On December 31, 1997, the Corporation directly or indirectly owned two banking
subsidiaries and five nonbanking subsidiaries and had 1978 full-time equivalent
employees. Additional information related to the subsidiaries at year-end 1997
is provided below.




====================================================================================================================
Principal Number of Total Date
Subsidiary Office Offices Assets Acquired
(in millions)
- --------------------------------------------------------------------------------------------------------------------

Citizens Bank(1) Flint, MI 124 $4,166.4 01/01/1982
Citizens Bank - Illinois, N.A. Berwyn, IL 4 247.5 05/01/1987

====================================================================================================================


(1) Consolidated totals of Citizens Bank include its wholly owned nonbank
subsidiaries, Citizens Commercial Leasing Corporation ("CCLC"); CB
Financial Services, Inc.; Citizens Bank Mortgage Corporation; Citizens
Title Services, Inc. and Lakeshore Insurance Agency, Inc. (not active).
All of the named subsidiaries are based in Flint, Michigan except for CCLC
which is based in Saginaw, Michigan.

The Corporation's subsidiary banks are full service commercial banks
offering a variety of financial services to corporate, commercial, correspondent
and individual bank customers.

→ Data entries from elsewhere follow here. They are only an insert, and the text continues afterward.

PR #260, opened 2019-04-30
[Cherry-pick] Make integration test kube version configurable

davidz627:
So that we can run a k8s 1.13 test with 0.4 version of the driver

/assign @msau42


davidz627:
@msau42 there was a typo where I added an `x` in a random place so the tests were failing. Please re-LGTM

PR #269, opened 2019-05-10
Tolerate legacy 'fstype' parameter

davidz627:
Migration scenario storage classes may have "fstype" parameter set that gets passed directly through external provisioner to the driver (while also translating it). We need to tolerate this on the driver side.

/assign @msau42

### DIFF
--- a/pkg/gce-pd-csi-driver/controller.go
+++ b/pkg/gce-pd-csi-driver/controller.go
@@ -106,6 +106,14 @@ func (gceCS *GCEControllerServer) CreateVolume(ctx context.Context, req *csi.Cre
 		case common.ParameterKeyDiskEncryptionKmsKey:
 			// Resource names (e.g. "keyRings", "cryptoKeys", etc.) are case sensitive, so do not change case
 			diskEncryptionKmsKey = v
+		case common.ParameterKeyFsType:
+			// We have to support seeing the "fstype" parameter to support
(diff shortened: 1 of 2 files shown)


pkg/gce-pd-csi-driver/controller.go
```diff
@@ -106,6 +106,14 @@ func (gceCS *GCEControllerServer) CreateVolume(ctx context.Context, req *csi.Cre
 		case common.ParameterKeyDiskEncryptionKmsKey:
 			// Resource names (e.g. "keyRings", "cryptoKeys", etc.) are case sensitive, so do not change case
 			diskEncryptionKmsKey = v
+		case common.ParameterKeyFsType:
+			// We have to support seeing the "fstype" parameter to support
+			// migrated volumes with legacy storage classes that contain
+			// "fstype". "fstype" through volume parameters will not be
```
msau42: Should we be translating the storageclass "fstype" parameter to our prefixed one?

msau42: (just like we should be translating our zone/zones storageclass parameters?)

davidz627: oh you're right. The translation happens before this

davidz627:
Replaced by: https://github.com/kubernetes/kubernetes/pull/77837

PR #271, opened 2019-05-13
Add kubernetes failure domain as a valid topology key for zone

davidz627:
/assign @msau42 

In-tree storage classes use Kubernetes failure domain as zone topology keys.

### DIFF
--- a/pkg/common/constants.go
+++ b/pkg/common/constants.go
@@ -23,7 +23,8 @@ const (
 	ParameterKeyDiskEncryptionKmsKey = "disk-encryption-kms-key"
 
 	// Keys for Topology. This key will be shared amongst drivers from GCP
-	TopologyKeyZone = "topology.gke.io/zone"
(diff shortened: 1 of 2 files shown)


pkg/common/constants.go
```diff
@@ -23,7 +23,8 @@ const (
 	ParameterKeyDiskEncryptionKmsKey = "disk-encryption-kms-key"
 
 	// Keys for Topology. This key will be shared amongst drivers from GCP
-	TopologyKeyZone = "topology.gke.io/zone"
+	TopologyKeyZone           = "topology.gke.io/zone"
+	KubernetesTopologyKeyZone = "failure-domain.beta.kubernetes.io/zone"
```
msau42: you don't want to translate this one?

davidz627: You're right, should be possible after this change: https://github.com/kubernetes/kubernetes/pull/77837

PR #273, opened 2019-05-16
Bump Provisioner in staging to v1.2.0-rc1

davidz627:
/assign @msau42


davidz627:
We should invest in a more automated release process when things settle down. This is annoying

PR #274, opened 2019-05-16
Integration with GCE cloud config

verult:
This PR introduces parsing logic for GCE cloud config file. In particular, it extracts information for:
* An AltTokenSource for authenticating with GCP
* ID of the project in which the driver runs.

In adding token source integration, I used the following as reference:
https://github.com/kubernetes/kubernetes/blob/master/staging/src/k8s.io/legacy-cloud-providers/gce/gce.go
https://github.com/kubernetes/kubernetes/blob/master/staging/src/k8s.io/legacy-cloud-providers/gce/token_source.go

/assign @davidz627 @mikedanese

### DIFF
--- a/pkg/gce-cloud-provider/compute/gce.go
+++ b/pkg/gce-cloud-provider/compute/gce.go
@@ -15,7 +15,10 @@ limitations under the License.
 package gcecloudprovider
 
 import (
+	"context"
 	"fmt"
+	"golang.org/x/oauth2/google"
+	"gopkg.in/gcfg.v1"
 	"net/http"
 	"os"
 	"runtime"
@@ -24,9 +27,8 @@ import (
 	"cloud.google.com/go/compute/metadata"
 	"github.com/golang/glog"
 	"golang.org/x/oauth2"
-	"golang.org/x/oauth2/google"
 	beta "google.golang.org/api/compute/v0.beta"
-	compute "google.golang.org/api/compute/v1"
+	"google.golang.org/api/compute/v1"
 	"google.golang.org/api/googleapi"
 	"k8s.io/apimachinery/pkg/util/wait"
 )
@@ -57,20 +59,44 @@ type CloudProvider struct {
 
 var _ GCECompute = &CloudProvider{}
 
-func CreateCloudProvider(vendorVersion string) (*CloudProvider, error) {
-	svc, err := createCloudService(vendorVersion)
+type ConfigFile struct {
+	Global ConfigGlobal `gcfg:"global"`
+}
+
+type ConfigGlobal struct {
+	TokenURL  string `gcfg:"token-url"`
+	TokenBody string `gcfg:"token-body"`
+	ProjectId string `gcfg:"project-id"`
+}
+
+func CreateCloudProvider(vendorVersion string, configPath string) (*CloudProvider, error) {
+	configFile, err := readConfig(configPath)
+	if err != nil {
+		return nil, err
+	}
+	// At this point configFile could still be nil.
+	// Any following code that uses configFile should handle nil pointer gracefully.
+
+	glog.V(1).Infof("Using GCE provider config %+v", configFile)
+
+	tokenSource, err := generateTokenSource(configFile)
 	if err != nil {
 		return nil, err
 	}
 
-	betasvc, err := createBetaCloudService(vendorVersion)
+	svc, err := createCloudService(vendorVersion, tokenSource)
 	if err != nil {
 		return nil, err
 	}
 
-	project, zone, err := getProjectAndZoneFromMetadata()
+	betasvc, err := createBetaCloudService(vendorVersion, tokenSource)
 	if err != nil {
-		return nil, fmt.Errorf("Failed getting Project and Zone from Metadata server: %v", err)
+		return nil, err
+	}
+
+	project, zone, err := getProjectAndZone(configFile)
+	if err != nil {
+		return nil, fmt.Errorf("Failed getting Project and Zone: %v", err)
 	}
 
 	return &CloudProvider{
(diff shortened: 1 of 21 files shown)


pkg/gce-cloud-provider/compute/gce.go
```diff
@@ -83,8 +111,33 @@ func CreateCloudProvider(vendorVersion string) (*CloudProvider, error) {
...
 }
 
-func createBetaCloudService(vendorVersion string) (*beta.Service, error) {
-	client, err := newDefaultOauthClient()
+func generateTokenSource(configFile *ConfigFile) (tokenSource oauth2.TokenSource, err error) {
+	if configFile != nil {
+		if configFile.Global.TokenURL != "" {
+			// if tokenURL is nil, set tokenSource to nil. This will force the OAuth client to fall
+			// back to use DefaultTokenSource. This allows running gceCloud remotely.
+			if configFile.Global.TokenURL == "nil" {
```
mikedanese: yikes, do you actually see string "nil" sometimes?

pkg/gce-cloud-provider/compute/gce.go
```diff
@@ -83,8 +111,33 @@ func CreateCloudProvider(vendorVersion string) (*CloudProvider, error) {
 
 }
 
-func createBetaCloudService(vendorVersion string) (*beta.Service, error) {
-	client, err := newDefaultOauthClient()
+func generateTokenSource(configFile *ConfigFile) (tokenSource oauth2.TokenSource, err error) {
```
mikedanese: err is unused now.

pkg/gce-cloud-provider/compute/gce.go
```diff
@@ -83,8 +111,33 @@ func CreateCloudProvider(vendorVersion string) (*CloudProvider, error) {
...
+	if configFile != nil {
```
mikedanese:
```
if configFile != nil && configFile.Global.TokenURL != "" && configFile.Global.TokenURL != "nil" {
  return NewAltTokenSource(configFile.Global.TokenURL, configFile.Global.TokenBody)
}
return google.DefaultTokenSource()
```

pkg/gce-cloud-provider/compute/gce.go
```diff
@@ -83,8 +111,33 @@ func CreateCloudProvider(vendorVersion string) (*CloudProvider, error) {
...
+			} else {
+				tokenSource = NewAltTokenSource(configFile.Global.TokenURL, configFile.Global.TokenBody)
+			}
+		}
+	}
+
+	return
+}
+
+func readConfig(reader io.Reader) (*ConfigFile, error) {
```
mikedanese: maybe accept a file path and do the file handling in here?

pkg/gce-cloud-provider/compute/gce.go
```diff
@@ -114,20 +167,25 @@ func createCloudServiceWithDefaultServiceAccount(vendorVersion string) (*compute
...
-func newDefaultOauthClient() (*http.Client, error) {
-	// No compute token source, fallback on default
-	tokenSource, err := google.DefaultTokenSource(
-		oauth2.NoContext,
-		compute.CloudPlatformScope,
-		compute.ComputeScope)
-	if gac, ok := os.LookupEnv("GOOGLE_APPLICATION_CREDENTIALS"); ok {
-		glog.V(4).Infof("GOOGLE_APPLICATION_CREDENTIALS env var set %v", gac)
+func newOauthClient(tokenSource oauth2.TokenSource) (*http.Client, error) {
+	if tokenSource == nil {
```
mikedanese: handle this in generateTokenSource

pkg/gce-cloud-provider/compute/token_source.go
```diff
@@ -0,0 +1,91 @@
+/*
```
mikedanese: This seems fine for now but it would be nice to get this into a place where the code can be shared. I realize the one in cloud provider carries too many dependencies. We did the same thing here:

https://github.com/kubernetes/cloud-provider-gcp/blob/master/cmd/gke-exec-auth-plugin/alt_token_source.go

mikedanese:
LGTM

pkg/gce-cloud-provider/compute/token_source.go
verult: Sounds good, if there's a tracking issue for a refactor somewhere I'm happy to link to it

pkg/gce-cloud-provider/compute/gce.go
verult: I haven't seen it myself. This was copied from https://github.com/kubernetes/kubernetes/blob/master/staging/src/k8s.io/legacy-cloud-providers/gce/gce.go#L293

What would you recommend?

verult:
Addressed all comments except the one about string == "nil"

pkg/gce-cloud-provider/compute/gce.go
```diff
@@ -83,8 +106,49 @@ func CreateCloudProvider(vendorVersion string) (*CloudProvider, error) {
...
+		tokenSource := NewAltTokenSource(configFile.Global.TokenURL, configFile.Global.TokenBody)
+		glog.V(4).Infof("Using AltTokenSource %#v", tokenSource)
+		return tokenSource, nil
+	}
+
+	tokenSource, err := google.DefaultTokenSource(
+		context.Background(),
+		compute.CloudPlatformScope,
+		compute.ComputeScope)
+	if gac, ok := os.LookupEnv("GOOGLE_APPLICATION_CREDENTIALS"); ok {
```
davidz627: I know you didn't write this code but I got confused when reading it again, could you put a comment saying that `DefaultTokenSource` tries to use `GOOGLE_APPLICATION_CREDENTIALS` and thats why we spit out a warning if its not set.

pkg/gce-cloud-provider/compute/gce.go
```diff
@@ -57,13 +59,34 @@ type CloudProvider struct {
...
+func CreateCloudProvider(vendorVersion string, configPath string) (*CloudProvider, error) {
+	configFile, err := readConfig(configPath)
 	if err != nil {
+		// Error is returned only when configPath is non-empty.
 		return nil, err
 	}
+	glog.Infof("Using GCE provider config %+v", configFile)
 
-	betasvc, err := createBetaCloudService(vendorVersion)
+	tokenSource, err := generateTokenSource(configFile)
```
davidz627: can we do instead `if configFile == nil` then `generateAltToknSource` 
`else` `generateDefaultTokenSource` (or something like thati) instead of doing completely orthogonal logic depending on whether the input is set or not.

pkg/gce-cloud-provider/compute/token_source.go
davidz627: If theres no existing issue could you create an issue and link to it, thanks!

pkg/gce-cloud-provider/compute/gce.go
```diff
@@ -66,6 +66,7 @@ type ConfigFile struct {
 type ConfigGlobal struct {
```
davidz627: are these structs defined elsehwere? They feel like structs that should be defined in the token library or something

pkg/gce-cloud-provider/compute/gce.go
```diff
@@ -192,15 +193,24 @@ func newOauthClient(tokenSource oauth2.TokenSource) (*http.Client, error) {
...
 	zone, err := metadata.Zone()
 	if err != nil {
 		return "", "", err
 	}
-	projectID, err := metadata.ProjectID()
-	if err != nil {
-		return "", "", err
+
+	var projectID string
+	if config == nil || config.Global.ProjectId == "" {
```
davidz627: should we spit out a warning when this happens? Is this expected behavior? 

If `config != nil` I would sort of expect the project ID being empty to be an error or something. If thats not a case could you write a comment explaining how we could get into a situation like that?

It just feels like a case where we could potentially want to use the `config`'s project ID and we'd have a silent failure here if that ever had any problems.

pkg/gce-cloud-provider/compute/gce.go
```diff
@@ -83,8 +106,49 @@ func CreateCloudProvider(vendorVersion string) (*CloudProvider, error) {
 
 }
 
-func createBetaCloudService(vendorVersion string) (*beta.Service, error) {
-	client, err := newDefaultOauthClient()
+func generateTokenSource(configFile *ConfigFile) (oauth2.TokenSource, error) {
+	// Note: if tokenURL is nil, set tokenSource to DefaultTokenSource.
```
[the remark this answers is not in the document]
verult: Sorry, copy paste artifact. Removing these comments since they don't add much value

pkg/gce-cloud-provider/compute/gce.go
verult: Yeah good call, I had to dig in a little deeper to answer this question too

pkg/gce-cloud-provider/compute/gce.go
verult: I'm not sure why that'd be better - isn't this just splitting up the branches one function call level above what's already written?

pkg/gce-cloud-provider/compute/gce.go
verult: These structs follow the GCE configuration file format. It's defined in kubernetes/legacy-cloud-providers but I don't think it's worth adding a whole extra dependency for just a few fields we need in the conf file. This isn't limited to tokens; project ID comes from this conf too.

I do wonder why this format isn't in kubernetes/cloud-provider-gcp and whether this is gonna be a problem. Looking into it

pkg/gce-cloud-provider/compute/gce.go
verult: ACK on the warning. I'll also add a comment to explain things

pkg/gce-cloud-provider/compute/gce.go
davidz627: right. the logic ends up being the same but I think its more maintainable.

Instead of having one function do two completely different things based on an input parameter. It makes sense to split those "two different things" into two different functions.

verult: I have a slight preference for this version actually, since someone reading this function (`CreateCloudProvider()`) could just skip over the details of how the token source is instantiated if they don't care.

To also have the benefit you mentioned, I could add in a comment in each of the branches to make it explicit they are doing two very different things

davidz627:
LGTM please squash commits

PR #279, opened 2019-05-31
Release v0.5.0 version as stable

davidz627:
newest release version been cut, update deployment specs and docs.

/assign @msau42 @verult

### DIFF
--- a/Makefile
+++ b/Makefile
@@ -18,9 +18,6 @@
 STAGINGIMAGE=${GCE_PD_CSI_STAGING_IMAGE}
 STAGINGVERSION=${GCE_PD_CSI_STAGING_VERSION}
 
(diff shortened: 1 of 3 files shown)


Makefile
```diff
@@ -18,9 +18,6 @@
 STAGINGIMAGE=${GCE_PD_CSI_STAGING_IMAGE}
 STAGINGVERSION=${GCE_PD_CSI_STAGING_VERSION}
 
-PRODIMAGE=gcr.io/gke-release/gcp-compute-persistent-disk-csi-driver
```
verult: Why were these lines removed?

davidz627: we aren't building a prod image from the makefile ever (we use the internal release flows). I wanted to keep them around for "documentation" purposes for a while, but now our actual documentation captures this same information so I think its reasonable to remove

davidz627:
cmon prow you can do this

PR #280, opened 2019-05-31
Updating image paths to gke.gcr.io

verult:
gcr.io/gke-releases is only available in the US, while gke.gcr.io is available in multiple regions.

/assign @davidz627 
/cc @msau42


davidz627:
Cool! Thanks for finding this

/lgtm
/approve

PR #3135, opened 2019-11-07
as-ssd: Add version 2.0.6821.41776

digrouz:


digrouz:
how did found the hash  and the checkver ? :)

Ash258:
Just add hash property with some random string adn execute checkver with force parameter.

For update url

1. Use Fiddler
1. Enable listening (if none)
1. Click `Help -> Updates`
1. See relevant requests in fiddler
1. Copy request URL

digrouz:
nice, thanks for the infos!

PR #3156, opened 2019-11-11
lazydocker: Add version 0.7.5

reicheltp:
`Lazydocker` is "The lazier way to manage everything docker".

It is widely used with >36k downloads and >12k stars on GitHub.

As of version 0.7.5 it supports windows as platform.
See: https://github.com/jesseduffield/lazydocker/releases/tag/v0.7.5


reicheltp:
@Ash258 Done! See: https://github.com/ScoopInstaller/Main/pull/558

PR #3160, opened 2019-11-13
Update autoupdate paths for notepadplusplus.json

idan-weizman:
Notepad++ download repository path has changed.
This commit updates it to the new path.

P.S. There does not seem to be an https path for those downloads. A real shame.
This should be changed back to https when it (hopefully) becomes available again.
For now, the hashes could at least be extracted from github instead, using https.


linsui:
duplicate of https://github.com/lukesampson/scoop-extras/pull/2962 https://github.com/lukesampson/scoop-extras/pull/3123

PR #3172, opened 2019-11-14
hddguardian: Add version 0.7.1

digrouz:


Ash258:
Using snapfiles and codeplex is not really a good idea for wider user base

image

digrouz:
The fact is that the official website is there now :(

digrouz:
are you suggesting to keep this in a private bucket ?

Ash258:
I am only telling that this cannot go into official bucket unless there is safe provider for homepage and storage. What you will do with it is up to you.

digrouz:
understood :)

PR #3173, opened 2019-11-14
ldap-browser: Add version 4.5.19808.0

abejenaru:


abejenaru:
> * Simple extraction is not working. Application is not started without installation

These services include commercial, mortgage and
consumer lending, demand and time deposits, trust services, investment services,
safe deposit facilities, and other financial products and services. The bank
subsidiaries are wholly owned by the Corporation and operate through 128 banking
offices. The offices are located along the Interstate 75 corridor within the
State of Michigan from northern suburban Detroit to the greater Grayling/Gaylord
area as well as western suburban Detroit and central and southwestern Michigan.
On July 1, 1997, the Corporation expanded its market presence in
Michigan due to the merger with CB Financial Corporation headquartered in
Jackson, Michigan. The merger resulted in an expanded presence in the greater
Jackson/Lansing markets and in northwestern Michigan with over thirty new
Citizens branch locations. As part of the merger, Citizens issued 6,256,355
shares of its common stock in a tax free exchange for all of the outstanding
shares of CB Financial Corporation. The merger was accounted for as a pooling of
interests resulting in the restatement of all financial information presented.
Citizens Commercial Leasing Corporation, a wholly owned nonbank
subsidiary of Citizens Bank, engages in direct lease financing of office,
medical and other equipment, and participates in high quality indirect lease
participations.
On December 29, 1994 the State of Michigan amended the State's Banking
Code of 1969 to allow banks to engage in the insurance business and to own an
insurance agency. Although the National Bank Holding Company Act prohibits the
holding company from direct ownership of an insurance agency, banks within the
holding company may now do so. During the second quarter of 1997, Citizens Bank
established a wholly owned subsidiary, called CB Financial Services, Inc.
Through this subsidiary, the Corporation sells life insurance and annuity
products to clients subject to certain restrictions.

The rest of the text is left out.